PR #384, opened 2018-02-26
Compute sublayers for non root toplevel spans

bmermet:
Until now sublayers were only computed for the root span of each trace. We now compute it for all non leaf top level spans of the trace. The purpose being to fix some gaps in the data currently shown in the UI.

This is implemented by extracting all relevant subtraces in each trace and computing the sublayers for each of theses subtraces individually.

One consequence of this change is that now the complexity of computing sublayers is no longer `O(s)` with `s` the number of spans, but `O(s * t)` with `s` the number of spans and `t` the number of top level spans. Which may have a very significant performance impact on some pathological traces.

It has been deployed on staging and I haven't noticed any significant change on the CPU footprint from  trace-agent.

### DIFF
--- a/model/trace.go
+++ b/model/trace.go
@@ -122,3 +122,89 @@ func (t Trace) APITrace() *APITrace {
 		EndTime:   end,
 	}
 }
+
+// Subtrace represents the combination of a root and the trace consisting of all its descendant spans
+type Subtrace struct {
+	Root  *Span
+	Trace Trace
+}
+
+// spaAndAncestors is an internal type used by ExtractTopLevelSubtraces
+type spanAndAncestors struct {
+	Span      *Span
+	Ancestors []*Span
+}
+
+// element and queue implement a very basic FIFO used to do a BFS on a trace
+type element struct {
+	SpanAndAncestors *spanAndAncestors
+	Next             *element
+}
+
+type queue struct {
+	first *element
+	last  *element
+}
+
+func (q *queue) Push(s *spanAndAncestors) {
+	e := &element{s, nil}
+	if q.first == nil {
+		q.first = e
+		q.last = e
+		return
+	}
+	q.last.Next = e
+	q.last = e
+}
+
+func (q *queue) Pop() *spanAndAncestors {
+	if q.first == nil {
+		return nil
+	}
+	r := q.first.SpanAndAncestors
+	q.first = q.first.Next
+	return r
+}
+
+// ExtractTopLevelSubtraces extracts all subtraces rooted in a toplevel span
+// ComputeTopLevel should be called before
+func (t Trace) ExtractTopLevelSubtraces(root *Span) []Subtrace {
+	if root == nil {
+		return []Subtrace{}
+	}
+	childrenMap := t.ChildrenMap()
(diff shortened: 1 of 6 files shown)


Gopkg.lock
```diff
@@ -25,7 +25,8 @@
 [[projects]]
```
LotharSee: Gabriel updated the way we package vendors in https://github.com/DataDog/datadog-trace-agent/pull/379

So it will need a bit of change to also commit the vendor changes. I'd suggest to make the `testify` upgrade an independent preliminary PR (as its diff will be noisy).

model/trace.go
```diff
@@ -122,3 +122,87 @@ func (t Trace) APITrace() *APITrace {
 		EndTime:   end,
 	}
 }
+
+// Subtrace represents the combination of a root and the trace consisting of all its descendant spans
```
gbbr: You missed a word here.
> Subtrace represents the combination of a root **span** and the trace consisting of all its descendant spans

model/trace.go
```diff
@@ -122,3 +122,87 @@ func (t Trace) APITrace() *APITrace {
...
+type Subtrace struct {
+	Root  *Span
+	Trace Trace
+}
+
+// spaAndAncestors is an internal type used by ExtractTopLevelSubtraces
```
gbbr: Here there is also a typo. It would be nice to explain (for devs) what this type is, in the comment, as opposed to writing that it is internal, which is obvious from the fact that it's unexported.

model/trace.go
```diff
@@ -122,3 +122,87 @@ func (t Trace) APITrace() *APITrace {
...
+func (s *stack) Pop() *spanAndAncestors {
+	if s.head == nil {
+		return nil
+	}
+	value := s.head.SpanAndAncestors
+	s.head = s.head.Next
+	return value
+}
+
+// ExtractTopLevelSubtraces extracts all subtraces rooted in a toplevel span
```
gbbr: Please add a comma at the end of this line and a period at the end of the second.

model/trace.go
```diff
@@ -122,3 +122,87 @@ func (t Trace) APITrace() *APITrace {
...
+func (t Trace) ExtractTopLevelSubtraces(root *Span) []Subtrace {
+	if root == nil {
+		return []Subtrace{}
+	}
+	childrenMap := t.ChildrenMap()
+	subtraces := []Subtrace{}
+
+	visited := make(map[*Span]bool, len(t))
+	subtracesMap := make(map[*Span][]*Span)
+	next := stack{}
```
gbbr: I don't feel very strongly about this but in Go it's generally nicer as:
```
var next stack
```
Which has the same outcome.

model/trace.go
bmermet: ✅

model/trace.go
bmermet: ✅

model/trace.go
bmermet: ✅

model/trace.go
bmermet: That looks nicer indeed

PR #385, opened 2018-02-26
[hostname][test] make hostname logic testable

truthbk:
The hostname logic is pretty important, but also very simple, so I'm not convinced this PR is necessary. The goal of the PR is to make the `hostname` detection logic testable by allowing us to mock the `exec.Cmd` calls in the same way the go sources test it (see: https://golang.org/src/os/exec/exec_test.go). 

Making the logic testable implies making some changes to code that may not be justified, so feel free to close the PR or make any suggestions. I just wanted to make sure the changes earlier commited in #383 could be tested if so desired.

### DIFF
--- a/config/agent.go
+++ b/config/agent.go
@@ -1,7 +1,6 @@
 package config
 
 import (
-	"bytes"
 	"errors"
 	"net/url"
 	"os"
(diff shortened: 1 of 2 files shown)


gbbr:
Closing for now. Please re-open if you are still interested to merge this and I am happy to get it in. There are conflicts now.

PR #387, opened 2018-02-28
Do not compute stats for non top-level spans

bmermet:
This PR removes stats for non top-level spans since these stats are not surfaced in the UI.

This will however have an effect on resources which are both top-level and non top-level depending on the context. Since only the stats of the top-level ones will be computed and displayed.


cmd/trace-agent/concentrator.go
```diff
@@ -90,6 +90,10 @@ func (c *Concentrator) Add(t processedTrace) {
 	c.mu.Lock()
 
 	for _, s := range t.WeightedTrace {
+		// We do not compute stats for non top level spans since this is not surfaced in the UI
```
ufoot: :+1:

+---+

REQUIRED ACTION: Locate the string "gbbr" in the listing above and copy every line where it occurs.

EXPECTED OUTPUT:
gbbr: You missed a word here.
gbbr: Here there is also a typo. It would be nice to explain (for devs) what this type is, in the comment, as opposed to writing that it is internal, which is obvious from the fact that it's unexported.
gbbr: Please add a comma at the end of this line and a period at the end of the second.
gbbr: I don't feel very strongly about this but in Go it's generally nicer as:
gbbr:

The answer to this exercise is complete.